Start of GIVEN INFORMATION

PR #614, opened 2026-06-09
feat(syncer): make the apply-cycle diff secret-aware (DEX-408)

dhawal1248:
## 🔗 Ticket

Resolves [DEX-408](https://linear.app/rudderstack/issue/DEX-408/make-the-apply-cycle-diff-secret-aware)

> ⚠️ **Stacked on #608 (DEX-407).** Base is the DEX-407 branch so the diff shows only DEX-408's work; rebase onto `main` once #608 merges.

---

## Summary

Makes the apply-cycle diff secret-aware.

**Deliberate deviation from the ticket:** the ticket asked to treat a masked/placeholder remote secret as *converged* (no diff). Because the backend never returns secret values, the remote side is *always* a placeholder, so converging would mean a changed secret could never be applied. We therefore made an **unknown** secret *always diff* (re-applied every run), surfaced in a separate "always re-applied" section and excluded from the import "not synced" check. In effect this folds the deferred DEX-412 escape-hatch into the default behaviour, and renames the "redacted" concept to "unknown".

---

## Changes

- **`secret` package:** rename redacted→unknown (`NewUnknown`, `IsUnknown`, `(unknown)` placeholder); `Diff` returns true whenever either side is unknown.
- **Differ:** secret-aware comparison; `PropertyDiff`/`ResourceDiff.SecretOnly` classification (computed once during the existing build pass) and `Diff.HasNonSecretDiff()`; `*secret.String` survives the `RawData` struct→map decode like `*PropertyRef`.
- **Reporter:** secret-only resources listed in a separate "Always re-applied (secret values can't be read back)" section, rendered via dedicated helpers (`renderSecret` / `renderSecretDiff` / `renderUpdatedResources`); the generic diff-rendering algorithm stays type-agnostic.
- **Importer:** "project not synced" guard uses `HasNonSecretDiff()` so always-re-applied secrets don't permanently block imports.
- **Fix:** `collectReferencesByReflection` skips unexported fields (was panicking on `secret.String` carried in a `RawData` struct).

---

## Testing

Unit tests, `make lint` (clean), and full `make test` (passing):

- **secret package:** every redacting surface + the flipped `Diff`.
- **differ:** secret comparison, `SecretOnly` propagation through nested maps, struct→map pointer survival, `HasNonSecretDiff`.
- **reporter:** separate section, annotation line, and masking (no real value ever printed).

No E2E added: no provider wires `secret.String` in production yet (adoption is DEX-409); this lands the framework + policy.

---

## Risk / Impact

**Low.** Inert until a provider adopts `secret.String` (DEX-409). The cross-cutting changes are the differ's `CompareData` signature (now also returns a secret-only bool — internal only, all callers updated) and the `references.go` reflection guard; both are covered by tests, and diff behaviour for non-secret data is unchanged.

---

## Checklist

- [x] Ticket linked
- [x] Tests added/updated
- [x] No breaking changes (or documented) — `CompareData` signature change is internal; all in-repo callers updated

### DIFF
--- a/cli/internal/secret/secret.go
+++ b/cli/internal/secret/secret.go
@@ -1,6 +1,6 @@
 // Package secret provides String, a self-redacting value type for sensitive
 // data (API tokens, passwords, credentials). Every standard Go surface that
-// prints, formats, logs, or serializes a String returns a redacted form
+// prints, formats, logs, or serializes a String returns a masked form
 // automatically; the real value escapes only through the explicit, greppable
 // Reveal() accessor. Sensitivity becomes a property of the field's type, so a
 // secret is masked once and stays masked at every surface it flows through.
@@ -16,8 +16,8 @@ import (
 )
 
 const (
-	redactedPlaceholder = "(remote-redacted)"
-	shortMask           = "***"
+	unknownPlaceholder = "(unknown)"
+	shortMask          = "***"
 	// hintThreshold is the minimum number of characters before masked() reveals
 	// the last four as a spot-check hint; below it the value is fully masked so the
 	// hint never exposes a meaningful fraction of a short secret.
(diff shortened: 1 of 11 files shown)


cli/internal/secret/secret.go
```diff
@@ -29,37 +29,53 @@ const (
...
+// Diff reports whether a and b differ for plan purposes — true means the secret
+// must be (re-)applied. An unknown secret always differs, even from another
+// unknown: backend APIs never return secrets, so we can never confirm the remote
+// matches the local value and must re-apply every run. Two known secrets differ
+// only when their real values differ.
+func (a String) Diff(b String) bool {
+	if a.unknown || b.unknown {
+		return true
+	}
+	return a.v != b.v
```
sivashanmukh, line 76: 🟡 A scenario worth considering for this rule: since the remote is always unknown, `New("").Diff(NewUnknown())` returns `true`, so an *unset* local secret still forces a re-apply every run. If a provider's Update reveals the field without guarding `IsZero()`, that sends `""` and overwrites the backend secret with empty — repeatedly (confirmed against this branch: `New("").IsZero()==true`, `Diff==true`, `Reveal()==""`). Might be worth having `Diff` treat an unset local secret as no-diff (e.g. `if a.IsZero() { return false }` at the top), so an omitted secret means "leave the remote alone" rather than "wipe it" — the trade-off being you can no longer clear a secret by emptying the spec, which is arguably cleaner done explicitly anyway. Not a blocker — flagging for you to weigh.

cli/internal/syncer/differ/diff.go
```diff
@@ -150,42 +199,58 @@ func CompareData(r1, r2 resources.ResourceData) map[string]PropertyDiff {
...
+		// unknown secret always diffs (we can't read the remote, so we re-apply),
+		// otherwise known values are compared. The diff is flagged Secret so the
+		// reporter renders it distinctly and the resource is classified as always
+		// re-applied. SourceValue/TargetValue stay secret.String so they mask. A
+		// *secret.String (the form that survives RawData's struct→map decode, like
+		// *PropertyRef) is dereferenced to this case by the pointer branch above.
+		case secret.String:
+			v2Typed := v2.(secret.String)
+			if v1Typed.Diff(v2Typed) {
+				record(key, PropertyDiff{Property: key, SourceValue: v1, TargetValue: v2, SecretOnly: true})
```
sivashanmukh, line 220: 🟡 Something to consider (we may not hit this in practice): the secret case only fires for a directly-typed `secret.String` (or `*secret.String` via the pointer branch). A secret nested in `[]map[string]any` / `[]any` falls back to `reflect.DeepEqual`, so it isn't flagged `SecretOnly`. Running it against this branch — same `secret.New("…")` vs `NewUnknown()`:

```
typed token  -> SecretOnly=true   -> "Always re-applied" section
nested token -> SecretOnly=false  -> "Updated resources":
    creds: [map[token:****cret]] => [map[token:(unknown)]]
```

So a freeform/slice secret (design edge-case #4, `WrapMap`) would surface as genuine drift every run instead of "Always re-applied." No leak — `Format` still masks under `%v` — but the always-re-apply UX wouldn't cover this shape. Might be worth documenting the limitation, and perhaps a render-path no-leak test for the slice case. Flagging for you to weigh.

cli/internal/syncer/differ/diff.go
```diff
@@ -33,15 +34,48 @@ func (d *Diff) HasDiff() bool {
...
 	Diffs map[string]PropertyDiff
+	// SecretOnly is true when every property diff is secret-driven, so the
+	// resource is "always re-applied" rather than genuine drift. It is computed
+	// once while the diffs are built (see compareData) and cached here.
+	SecretOnly bool
+}
+
+// IsSecretOnly reports whether this resource updates only because of unknown
+// secrets. The verdict is precomputed in ComputeDiff, so this is O(1).
+func (rd ResourceDiff) IsSecretOnly() bool {
```
sivashanmukh, line 66: [nit] `IsSecretOnly()` is a redundant accessor over the exported `SecretOnly` field (tests set `.SecretOnly` directly). Either unexport the field and keep the method, or drop the method and use the field.

sivashanmukh (commented):
Reviewed for leaks and against the base (#608) and the design doc — **no plaintext leak**, masking holds across every render path including container `%v` via `Format`, and the tests assert no value escapes. Solid, well-tested diff plumbing. A few inline notes on edge cases of the always-re-apply policy; none blocking.

cli/internal/secret/secret.go
dhawal1248: Good point, lets include this in the diff revamp for secrets: how do we show this to a user that a secret would overwritten by an empty string

cli/internal/syncer/differ/diff.go
dhawal1248: will document this

cli/internal/secret/secret.go
dhawal1248: Created [DEX-425](https://linear.app/rudderstack/issue/DEX-425/align-on-and-revamp-how-secrets-are-reported-in-apply-cycle-diffs) for this

cli/internal/syncer/differ/diff.go
dhawal1248: done and added a test case too [chore: add doc comment for secrets in slices and a test case to lock …](https://github.com/rudderlabs/rudder-iac/pull/614/commits/535c8b5012e35375c1c67256c665bf3c9c0ea2a4)

sivashanmukh (approved):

End of GIVEN INFORMATION

## PROMPT
Repeat only what lies between the first line of the data and the line containing "Makes the apply-cycle diff secret-aware.", both of those lines included, exactly as it stands.

## OUTPUT FOR THIS TASK
PR #614, opened 2026-06-09
feat(syncer): make the apply-cycle diff secret-aware (DEX-408)

dhawal1248:
## 🔗 Ticket

Resolves [DEX-408](https://linear.app/rudderstack/issue/DEX-408/make-the-apply-cycle-diff-secret-aware)

> ⚠️ **Stacked on #608 (DEX-407).** Base is the DEX-407 branch so the diff shows only DEX-408's work; rebase onto `main` once #608 merges.

---

## Summary

Makes the apply-cycle diff secret-aware.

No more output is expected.